Catalysis by colloidal polymers in aqueous media

Abstract

Crosslinked polymer latexes were prepared by emulsion copolymerization of either styrene or one of 14 different alkyl methacrylates and vinylbenzyl chloride and converted to quaternary ammonium ion latexes by reaction with trimethylamine or tributylamine. As catalytic colloidal media the cation exchange latexes increased the rate decarboxylation of 6-nitrobenzisoxazole-3-carboxylate up to 10 000 times and the rate of basic hydrolysis of p-nitrophenyl alkanoates up to 16 times in aqueous dispersions at room temperature. Latexes containing either 2-ethylhexyl methacrylate as the inert component of the polymer or tributylammonium ion active sites were most active.
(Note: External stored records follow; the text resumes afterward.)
PR #160, opened 2024-04-24
Bump parallel catchup memory to 6GB

marta-lokhova:


sisuresh (approved):
The cluster should be able to handle this, so we might as well merge this in for now while we look into the memory usage.

src/FSLibrary/StellarKubeSpecs.fs
```diff
@@ -148,7 +148,7 @@ let SimulatePubnetTier1PerfCoreResourceRequirements : V1ResourceRequirements =
 let ParallelCatchupCoreResourceRequirements : V1ResourceRequirements =
     // When doing parallel catchup, we give each container
     // 1200MB RAM, 0.25 vCPUs, and 35 GB of disk bursting to 2vCPU, 4500MB and 40 GB
```
SirTyson, line 150: Nit: "4500MB" should be "6000MB"

SirTyson (approved):
LGTM

src/FSLibrary/StellarKubeSpecs.fs
marta-lokhova: Fixed.

PR #161, opened 2024-04-24
Disable soroban loadgen on old images

bboston7:
This change disables soroban loadgen on old images because they do not support the config options of the new loadgen API and therefore fail to start when those options are provided. This is a temporary fix until the stable image is recent enough to contain the new loadgen API.

### DIFF
--- a/src/FSLibrary/MissionMixedImageLoadGeneration.fs
+++ b/src/FSLibrary/MissionMixedImageLoadGeneration.fs
@@ -58,8 +58,9 @@ let mixedImageLoadGeneration (oldImageNodeCount: int) (context: MissionContext) 
                   dumpDatabase = false
                   quorumSet = qSet }
 
+    // FIXME: Apply small loadgen options to context once the old image supports the new loadgen API
     let context =
-        { context.WithSmallLoadgenOptions with
+        { context with
               coreResources = MediumTestResources
               numAccounts = 20000
               numTxs = 50000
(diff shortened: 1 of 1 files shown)


src/FSLibrary/MissionMixedImageLoadGeneration.fs
```diff
@@ -58,8 +58,9 @@ let mixedImageLoadGeneration (oldImageNodeCount: int) (context: MissionContext)
                   dumpDatabase = false
                   quorumSet = qSet }
 
+    // FIXME: Apply small loadgen options to context once the old image supports the new loadgen API
     let context =
-        { context.WithSmallLoadgenOptions with
+        { context with
```
marta-lokhova, line 63: Could we only do this for the mission where old version is the majority? This way we'll still get coverage for the other mission, where new image is the majority.

bboston7: Unfortunately no. The 1 old node will still crash because it still gets a config with an unsupported option:
```
2024-04-24T19:02:45.848 [default FATAL] Got an exception: Failed to parse '/cfg-ssc-1902z-158333-sts-core-old-0/stellar-core-init.cfg' :Unknown configuration entry: 'LOADGEN_INSTRUCTIONS_FOR_TESTING'
```

marta-lokhova: Ah right, because context variables are applied to all nodes. Alright!

marta-lokhova (approved):

Issue #106, opened 2023-09-13
New missions to test Soroban transactions & upgrades end-to-end


mbsdf:

dmkozh:
Some thoughts on the missions/functionality to add based on the loadgen suggestions mentioned here: https://github.com/stellar/stellar-core/issues/3706#issuecomment-1726531709

- Support a few distributions of Soroban traffic, with the goal of covering flooding/surge pricing/txset building (an observable signal would be delay/transaction exclusion rate)
  - Normal distribution of every resource
  - Extreme cases: max transactions only, min transactions only
  - 'Spiky' traffic with one of the dimensions at max and others either at low values or normally distributed
- Classic traffic: for the simpler cases and Soroban benchmarks we can omit the classic traffic, but for the proper load testing we need to generate classic traffic with full load
- Upgrade scenarios
  - 'Killswitch' mission with reduction the soroban tx count to 0 and back up to a reasonable value
  -  increase/decrease the transaction-level and ledger-level resource limits via network config upgrades, while generating load (this seems pretty involved from the core side, but it's one more reason to implement this in a reusable fashion for other use cases as well)

dmkozh:
We still need to prepare the load tests (including classic traffic) in order to be able to calibrate the per-ledger network limits.

SirTyson:
> We still need to prepare the load tests (including classic traffic) in order to be able to calibrate the per-ledger network limits.

We have a mixed load test in flight here: https://github.com/stellar/supercluster/pull/121.
What sort of test are you envisioning for calibrating per-ledger network limits? Do you want to increase limits until nodes fall out of sync to find an upper bound?

dmkozh:
> Do you want to increase limits until nodes fall out of sync to find an upper bound?

Not really, I just want to do some load testing to figure out how much can we increase per-ledger limits without compromising the ledger close time, i.e. nothing extreme.

SirTyson:
#155 should address this.

marta-lokhova:
Resolved by https://github.com/stellar/supercluster/pull/164

PR #164, opened 2024-04-26
Add new max TPS mission with mixed classic + soroban traffic

### LINKED ISSUE #142: Setup perf test for Soroban traffic

bboston7:
Closes #142 and #106

This change adds a new mission `MaxTPSMixed` that performs a binary search to determine the max TPS under a mix of classic and soroban traffic.

I tested these changes by scaling some things back (smaller network, lower timing intervals, etc) and verifying that the binary search works as expected. The test is able to correctly detect that loadgen fails on TPS runs that are too high.


src/FSLibrary/MaxTPSTest.fs
```diff
@@ -0,0 +1,140 @@
...
+            // Wait until the whole network is synced before proceeding,
+            // to fail asap in case of a misconfiguration
+            formation.WaitUntilSynced allNodes
+            formation.UpgradeProtocolToLatest allNodes
+            upgradeMaxTxSetSize allNodes 10000
+            formation.RunLoadgen sdf { context.GenerateAccountCreationLoad with accounts = numAccounts }
+
+            // Upgrade limits (if requested)
+            if increaseSorobanLimits then
+                formation.UpgradeSorobanLedgerLimitsWithMultiplier allNodes 100000
```
bboston7, line 63: I'd like to open a discussion about the ledger limits here. The ledger limits have a huge impact on the max TPS because at some point the transaction rate results in hitting ledger limits and loadgen fails due to too many failed transactions. I can think of two ways of thinking about this test:

1. We want to know the max TPS under a certain real-world set of ledger limits, and therefore we want loadgen to hit these limits in finding the max TPS. In this case the ledger limit should probably be set more precisely than I'm currently setting it.
2. We want to know what the maximum load stellar-core can handle is, independently of network limits and therefore we should set the network limits to be very high so loadgen fails somewhere before hitting network limits. In this case I would need to really crank up the ledger limits here.

bboston7: @marta-lokhova and I chatted about this a bit and decided that the first step is to try setting the limits dynamically per run to be about double what a "worst case" sample from the distributions would be. If that doesn't work, then I'll dig into the overlay code to better tailor these limits.

bboston7: I made the network limits dynamic in ea939e8185a1dc3070e32a6771a786f8bac7ab94. I also set the required soroban success rate to `0%` and simulated apply time to match the distributions in `MissionSimulatePubnet`. The issue with the inability to preflight transactions was just too complex. However, the dynamic limits work well enough to ensure that the transactions all make it into the queue, even if they don't necessarily succeed at apply time.

bboston7: Also, I tested this with a small network and lower timeouts. The next step is to make sure it works on a full-sized run.

src/FSLibrary/FSLibrary.fsproj
```diff
@@ -66,6 +67,7 @@
     <Compile Include="MissionProtocolUpgradeWithLoad.fs" />
     <Compile Include="MissionDatabaseInplaceUpgrade.fs" />
     <Compile Include="MissionAcceptanceUnitTests.fs" />
+    <Compile Include="MissionMaxTPSMixed.fs" />
```
marta-lokhova, line 70: To be consistent with naming, should we rename `MissionSimulatePubnetTier1Perf` to `MissionMaxTPSClassic`? (note that this would be a breaking change and require updates to CI)

src/FSLibrary/MissionMaxTPSMixed.fs
```diff
@@ -0,0 +1,69 @@
...
+open StellarCoreHTTP
+
+let maxTPSMixed (baseContext: MissionContext) =
+    let context =
+        { baseContext with
+              coreResources = SimulatePubnetTier1PerfResources
+              installNetworkDelay = Some(baseContext.installNetworkDelay |> Option.defaultValue true)
+              // Simulate apply duration using same distribution as
+              // `MissionSimulatePubnet`
+              simulateApplyDuration = Some(baseContext.simulateApplyDuration |> Option.defaultValue pubnetApplyDuration)
```
marta-lokhova, line 22: A bit of context on `pubnetApplyDuration`: these numbers were sampled a few years ago and they only include classic transactions, so I think we need to refresh them for Soroban. Note that the distribution should match the settings in this mission `50% classic, 5% upload, 45% invoke`. Could we use operation application metrics from prod to come up with some reasonable values for each op type?

src/FSLibrary/MaxTPSTest.fs
```diff
@@ -0,0 +1,231 @@
+// Copyright 2024 Stellar Development Foundation and contributors. Licensed
+// under the Apache License, Version 2.0. See the COPYING file at the root
+// of this distribution or at http://www.apache.org/licenses/LICENSE-2.0
+
+module MaxTPSTest
```
marta-lokhova, line 5: I recall us chatting about some initial numbers we got from this test, and they seem a bit too low. What kind of failure are we observing in this test that causes it to fail? Is it tx queue getting overloaded, nodes going out of sync, or something else?

marta-lokhova (changes requested):

src/FSLibrary/MaxTPSTest.fs
marta-lokhova: For context, our classic test pushed around 900 TPS (this is without simulated apply time though), so at least for classic I'd expect to see comparable numbers.

bboston7: Max TPS is around 90 TPS in the mixed test. It's hard to tell what exactly the issue is. One common failure mode is transactions generating with bad sequence numbers causing loadgen to fail. This is a failure seen in a run with TPS set to 110:
```
2024-06-07T00:25:48.206 GATFR [LoadGen INFO] tx rejected 'ERROR': ===> soroban, {
    "TransactionResult": {                                                      
        "feeCharged": 839775,                                                   
        "result": {                                                             
            "code": "txBAD_SEQ"                                                 
        },                                                                      
        "ext": {                                                                
            "v": 0                                                              
        }                                                                       
    }                                                                           
}                                                                               
```
[After enough of these in a row, loadgen fails early](https://github.com/stellar/stellar-core/blob/b3aeb14cc798f6d11deb2be913041be916f3b0cc/src/simulation/LoadGenerator.cpp#L840). I'm not sure why the sequence numbers are getting out-of-sync.

Something weird I've noticed is that as the TPS gets lower and closer to passing, this specific error goes away and supercluster marks loadgen as failed after all nodes finish generating all of their load, hinting at some kind of synchronization or invariant error.
 
I suspect the underlying issue is the same and at higher TPS values it just overwhelms something to the point that loadgen fails early.

bboston7: One thing I'd like to try is to play around with the ratios. We should expect to see TPS go up with fewer soroban txs in blended mode. I also wonder whether the ratio of upload to invoke makes a different. I'd assume that upload puts a lot more strain on the overlay.

bboston7: The metrics look mostly normal, but it looks like `ledger.age.closed` had some high values, peaking around 26s:
```
,{                                                                              
"boundary": 1.79769e+308,                                                       
"type":"timer",                                                                 
"count":3,                                                                      
"event_type":"calls",                                                           
"rate_unit":"s",                                                                
"mean_rate":0.00234157,                                                         
"1_min_rate":3.21809e-06,                                                       
"5_min_rate":0.00145292,                                                        
"15_min_rate":0.0019286,                                                        
"duration_unit":"ms",                                                           
"min":25074.1,                                                                  
"max":26276.8,                                                                  
"mean":25529.3,                                                                 
"stddev":652.404,                                                               
"sum":76588,                                                                    
"median":0,                                                                     
"75%":0,                                                                        
"95%":0,                                                                        
"98%":0,                                                                        
"99%":0,                                                                        
"99.9%":0,                                                                      
"100%":0                                                                        
}     
```

That being said, looking into some other nodes that failed early in the run I see a few transactions failing to be added to the queue with `txINSUFFICIENT_FEE`:
```
2024-06-07T00:30:44.245 GDOKV [LoadGen INFO] tx rejected 'ERROR': ===> soroban, {
    "TransactionResult": {                                                      
        "feeCharged": 2819102,                                                  
        "result": {                                                             
            "code": "txINSUFFICIENT_FEE"                                        
        },                                                                      
        "ext": {                                                                
            "v": 0                                                              
        }                                                                       
    }                                                                           
} 
```

I need to add some additional debug info to stellar-core to figure out why these are flagged that way (could be poor estimates in loadgen, or surge pricing kicking in, or something else).

marta-lokhova: Could you please try running the test on our normal cluster so we can use the grafana dashboard to look at the metrics on all nodes across the whole run. It's a bit hard to evaluate scraped metrics for every node; it could be just one node causing issues. Also each individual scrape only gives us info for the last 30 seconds, so we might be missing information.

bboston7: Well, this is weird. I'm seeing much better performance on the old cluster. It just passed a 200 TPS run. I'm going to let it run to see how far it gets. Maybe I've got something misconfigured on the new cluster...

bboston7: I'm also using a slightly different set of flags (to better match the ones in jenkins), so that could also be it. I definitely have a few more things to investigate before I can narrow it down to the new cluster.

marta-lokhova: Huh weird! In case this helps, I just checked our results for the classic max TPS test, and looks like it didn't change much after switching to the new cluster, so this might be related to mission configuration.

bboston7: Good to know!

bboston7:
Posting an update here where it's more visible rather than buried in a comment thread.

First, the discrepancy in performance between the old and new clusters was a mistake on my end: I was running a `buildtests` image on the new cluster, which has asan enabled, and a `perftests` image on the old cluster, which has asan disabled. On a `perftests` image I'm seeing a max TPS on these tests of around 250. Note that this is a build with some extra debug info added in, and I haven't yet updated the distributions, so that TPS number will change. However, it should be in the right ballpark.

Second, I think I'm at the point where limits aren't the problem anymore. Ultimately these runs fail because a node (or nodes) start experiencing many `txBAD_SEQ` errors, triggering a loadgen failure. These are caused by the transaction queue dropping transactions, but I don't believe this is due to insufficient limits. Even when raising the limits comically high (40x what we'd expect in a single ledger) this failure mode remains and the max TPS is unchanged. Instead, I think the transaction queue dropping transactions is a symptom of another problem. Shortly before a node starts dropping transactions, its ledger age goes up beyond the rest of the network. At a ledger age of ~35s the queue starts dropping transactions. At a ledger age of ~50s the rate of dropped transactions is so high that loadgen cannot keep up with expected sequence numbers and the run fails. What's interesting is not all nodes experience these high ledger age values and subsequent dropping of transactions. 

Take [this example run at 300 TPS](https://grafana.stellar-ops.com/d/P4qhsTJ7k/supercluster-simulation-runs-2-0?from=1718229574310&to=1718230827688&var-namespace=brett&var-network=All&var-pods=bd-0&var-pods=cq-0&var-pods=kb-0&var-pods=lo-0&var-pods=sdf-0&var-pods=sp-0&var-pods=wx-0&var-build=All&var-k=10) with limits set at 40x what you'd expect to see in a single ledger. At around 15:02:45 node `bd-0` starts to see ledger age times pull away from the rest of the nodes:
image

Around the same time `bd-0`'s ledger age starts climbing, `bd-0` also starts seeing demand timeouts:
image

About a minute later, `bd-0` starts banning transactions:
image

Where that graph flatlines around 15:13:45, loadgen fails on `bd-0` and it stops generating new transactions.

You can also see `bd-0` make and abandon far more demands than the rest of the network:
image

This pattern is consistent across multiple runs. Sometimes it's more than one node that fails in this way.

All of this leads me to believe that it's not a limits issue, but rather something else is causing some nodes to fail to keep up with ledgers as they are broadcast. I suspect it's just that the overlay is overwhelmed, but I'm not sure why this affects some nodes and not others. Maybe it just comes down to the overlay topology making some nodes more susceptible to this issue?

@SirTyson, I'm curious what you think about all of this. Does this seem like a "legitimate" loadgen failure? Or the result of a misconfiguration (such as using the wrong limits)? Also, does ~250TPS sound like a plausible outcome here? Keep in mind that ~125 of those transactions per second are soroban transactions, meaning that a soroban transaction is ~7x more resource intensive than a payment (assuming a TPS of 900 for pay transactions).

bboston7:
I decided to see how the old max TPS test that uses only pay transactions fails and saw the same exact failure pattern in [this run at 900 TPS](https://grafana.stellar-ops.com/d/P4qhsTJ7k/supercluster-simulation-runs-2-0?orgId=1&from=1719003945537&to=1719005071865&var-namespace=brett&var-network=All&var-pods=bd-0&var-pods=cq-0&var-pods=kb-0&var-pods=lo-0&var-pods=sdf-0&var-pods=sp-0&var-pods=wx-0&var-build=All&var-k=100). The pattern isn't as dramatic, but it's still there:

First, `bd-0`'s (in green) ledger age and demand timeouts start creeping up:
image
image

Then, about a minute later, `bd-0` starts banning transactions:
image

Loadgen fails on `bd-0` where that graph levels out. Like the mixed mode runs, the other nodes keep going just fine, probably due to the load decreasing network-wide when `bd-0` stops generating load.

This all leads me to believe that the reason for loadgen failures is the same in both mixed and classic mode. I still suspect it's the overlay getting overwhelmed, and the TPS is just lower for mixed mode because the messages are larger.

marta-lokhova:
Related: when running the new test, is the ledger close time metric (ledger.ledger.close) consistent with the same classic TPS? I opened https://github.com/stellar/stellar-core/issues/4365 recently, so I'm wondering if there's any overhead with Soroban ops we're not accounting for in our simulations. E.g. if there's an extra overhead for Soroban vs classic close time, this does impact the resulting TPS.

src/FSLibrary/MissionMaxTPSMixed.fs
```diff
@@ -0,0 +1,69 @@
...
+              // cases there are more kilobytes of I/O than data entries. This
+              // is to avoid a problem in which loadgen rounds the size of each
+              // data entry up (from 0kb to 1kb) and underestimates the
+              // resources required for the write. This will be fixed as part of
+              // stellar-core issue #4231.
+              dataEntriesDistribution = [ (2, 380); (9, 42); (15, 5); (21, 2) ]
+              totalKiloBytesDistribution = [ (3, 427); (5, 2) ]
+
+              txSizeBytesDistribution = [ (200, 37); (400, 6); (600, 1); (800, 4); (1000, 1) ]
+              instructionsDistribution = [ (12500000, 201); (37500000, 183); (62500000, 34); (87500000, 11) ] }
```
anupsdf, line 39: Can the network limits we have for the mixed mission be set as input parameter when running the job?
It can come handy to verify that the increase in Soroban resource limits don't compromise the ledger close time. Today, we have some estimates and conservatively increase the network limits of Soroban. It would be nice to know the upper bound of the settings for each resource as we work on scalability projects.

bboston7: I had forgotten to wire this all the way up. Now it's fixed and these distributions can be overridden by input parameters

src/FSLibrary/FSLibrary.fsproj
bboston7: Done!

src/FSLibrary/MissionMaxTPSMixed.fs
bboston7: Since soroban success rates are a little over 70% in my tests, I disabled this simulation entirely and just set a lower bound on the mandatory minimum success rate.

bboston7:
> when running the new test, is the ledger close time metric (ledger.ledger.close) consistent with the same classic TPS?

No, it looks like the average ledger close time is a bit higher on the mixed mode run, and the max is much higher. Here's the metric from a mixed mode run:
```
,"ledger.ledger.close":{                                                                                                                                                     
"type":"timer",                                                                                                                                                              
"count":16,                                                                           
"event_type":"calls",                                                                 
"rate_unit":"s",                                                                      
"mean_rate":0.139674,                                                                 
"1_min_rate":0.199989,                                                                
"5_min_rate":0.191766,                                                                
"15_min_rate":0.17716,                                                                
"duration_unit":"ms",                                                                 
"min":0.532251,                                                                       
"max":3392.97,                                                                                                                                                              
"mean":553.548,                                                                                                                                                             
"stddev":1213.05,                                                                     
"sum":8856.77,                                                                        
"median":1.70122,                                                                     
"75%":2181.19,                                                                                                                                                               
"95%":3271.87,                                                                                                                                                               
"98%":3271.87,                                                                                                                                                               
"99%":3271.87,                                                                                                                                                               
"99.9%":3271.87,                                                                                                                                                             
"100%":3271.87                                                                        
}  
```

And here's one from a classic run:
```
,"ledger.ledger.close":{
"type":"timer",
"count":148,
"event_type":"calls",
"rate_unit":"s",
"mean_rate":0.150299,
"1_min_rate":0.183972,
"5_min_rate":0.186444,
"15_min_rate":0.190643,
"duration_unit":"ms",
"min":0.541953,
"max":601.459,
"mean":413.158,
"stddev":104.403,
"sum":61147.4,
"median":464.925,
"75%":477.388,
"95%":553.14,
"98%":553.14,
"99%":553.14,
"99.9%":553.14,
"100%":553.14
}
```

src/FSLibrary/MissionMaxTPSMixed.fs
```diff
@@ -0,0 +1,78 @@
...
+              installNetworkDelay = Some(baseContext.installNetworkDelay |> Option.defaultValue true)
+              // Simulate apply duration using same distribution as
+              // `MissionSimulatePubnet`
+              simulateApplyDuration = Some(baseContext.simulateApplyDuration |> Option.defaultValue (seq { 0 }))
+              simulateApplyWeight = Some(baseContext.simulateApplyWeight |> Option.defaultValue (seq { 100 }))
+              enableTailLogging = false
+              // Setup distributions based on testnet data
+              wasmBytesDistribution =
+                  defaultListValue
+                      [ (8 * 1024, 132); (24 * 1024, 68); (40 * 1024, 92); (56 * 1024, 141) ]
```
marta-lokhova, line 33: is it intended that the weights are not normalized? normalizing would help with readability

src/FSLibrary/MaxTPSTest.fs
```diff
@@ -0,0 +1,237 @@
...
+              txMaxInstructions = Some instructions
+              txMaxReadBytes = Some txBytes
+              txMaxWriteBytes = Some(max txBytes wasmBytes)
+              txMaxReadLedgerEntries = Some entries
+              txMaxWriteLedgerEntries = Some entries
+              txMaxSizeBytes = Some(max txSizeBytes wasmBytes)
+              maxContractSizeBytes = Some(maxDistributionValue context.wasmBytesDistribution * multiplier)
+              // Memory limit must be reasonably high
+              txMemoryLimit = Some 200000000
+              minSorobanPercentSuccess = Some 100 }
```
marta-lokhova, line 47: this isn't a network config, so seems redundant here

src/FSLibrary/MissionMaxTPSMixed.fs
```diff
@@ -0,0 +1,78 @@
...
+    | _ -> list
+
+let maxTPSMixed (baseContext: MissionContext) =
+    let context =
+        { baseContext with
+              coreResources = SimulatePubnetTier1PerfResources
+              installNetworkDelay = Some(baseContext.installNetworkDelay |> Option.defaultValue true)
+              // Simulate apply duration using same distribution as
+              // `MissionSimulatePubnet`
+              simulateApplyDuration = Some(baseContext.simulateApplyDuration |> Option.defaultValue (seq { 0 }))
```
marta-lokhova, line 27: I believed you mentioned this was going to be removed?

marta-lokhova (changes requested):

src/FSLibrary/MaxTPSTest.fs
```diff
@@ -0,0 +1,237 @@
...
+        (System.DateTime.UtcNow)
+
+    let peer = formation.NetworkCfg.GetPeer coreSetList.Head 0
+    peer.WaitForTxMaxInstructions instructions |> ignore
+
+// Multiplier to use when increasing ledger limits for mixed mode. Expected
+// ledger close time (5 seconds) multiplied by some factor to add headroom (20x)
+let private mixedMultiplier = 5 * 20
```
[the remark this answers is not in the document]
bboston7: I changed this to match the classic TPS test (`5 * 2`). It didn't change the max TPS result, but I agree it's worth changing to a more sensible value anyway.

src/FSLibrary/MaxTPSTest.fs
bboston7: Sorry, with github's formatting it's hard to tell which part you're talking about. Are you talking about the whole `LoadGen` config here? Or some of the specific options?

src/FSLibrary/MissionMaxTPSMixed.fs
bboston7: Ah, I meant that I had set simulated apply duration to `0` to match the classic TPS test. This has some other impacts (such as using the in-memory SQL database) that I think we want, right? But given what we've talked about in https://github.com/stellar/stellar-core/issues/4365 maybe I should remove it entirely. What do you think?

Also, the comment on this line was outdated so I removed it.

marta-lokhova: Yeah I think we should remove it. It's a bit confusing to have the flag on, given that it doesn't behave as expected. (Let's keep it in the classic test though, since it works correctly there)

bboston7: Makes sense. I removed it in 324bdd179e5bcadaf007d217dc231c6a3474b6b7

src/FSLibrary/MaxTPSTest.fs
```diff
@@ -0,0 +1,237 @@
...
+            // Setup overlay connections first before manually closing
+            // ledger, which kick off consensus
+            formation.WaitUntilConnected allNodes
+            formation.ManualClose allNodes
+
+            // Wait until the whole network is synced before proceeding,
+            // to fail asap in case of a misconfiguration
+            formation.WaitUntilSynced allNodes
+            formation.UpgradeProtocolToLatest allNodes
+            upgradeMaxTxSetSize allNodes 10000
```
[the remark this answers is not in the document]
bboston7: Done!

src/FSLibrary/MaxTPSTest.fs
```diff
@@ -0,0 +1,237 @@
...
+
+                    if shouldWait then wait ()
+
+                    formation.clearMetrics allNodes
+                    upgradeMaxTxSetSize allNodes middle
+
+                    if increaseSorobanLimits then
+                        upgradeSorobanLedgerLimits context formation allNodes middle
+
+                        if not upgradedTxLimits then
```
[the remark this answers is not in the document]
bboston7: Done!

src/FSLibrary/MaxTPSTest.fs
```diff
@@ -0,0 +1,237 @@
...
+
+                while upperBound - lowerBound > threshold do
+                    let middle = getMiddle lowerBound upperBound
+
+                    if shouldWait then wait ()
+
+                    formation.clearMetrics allNodes
+                    upgradeMaxTxSetSize allNodes middle
+
+                    if increaseSorobanLimits then
```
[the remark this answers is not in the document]
bboston7: I removed `increaseSorobanLimits`

src/FSLibrary/MaxTPSTest.fs
bboston7: Ah, got it. Yes, it's redundant because of the `WaitForTxMaxInstructions` call. I removed it.

marta-lokhova (approved):
LGTM! Just need to squash commits and rebase, then we can merge.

Catalytic activity for the decarboxylation did not depend on particle size when the diameter was <1 μm. Polyampholyte latexes containing 29/18 and 25/23 molar ratios of styrylmethyl(trimethyl)ammonium cations and methacrylate anions were colloidally stable in 4 M NaCl. Catalytic activity decreased with increasing concentrations of NaCl in the dispersions, and all of the latexes except the polyampholytes coagulated at>0.1 M NaCl. Dendrimers having one hydrophobic octyl group and one hydrophilic tri(ethylene glycol) methyl ether group on each tertiary amine end were prepared from commercial poly(propylene imine) dendrimers having eight and 32 primary amine end groups and were converted to quaternary ammonium dendrimers by methyl iodide. After ion-exchange for chloride, the polycationic dendrimers increased the rate of the decarboxylation by 200–500 times the rate in pure water.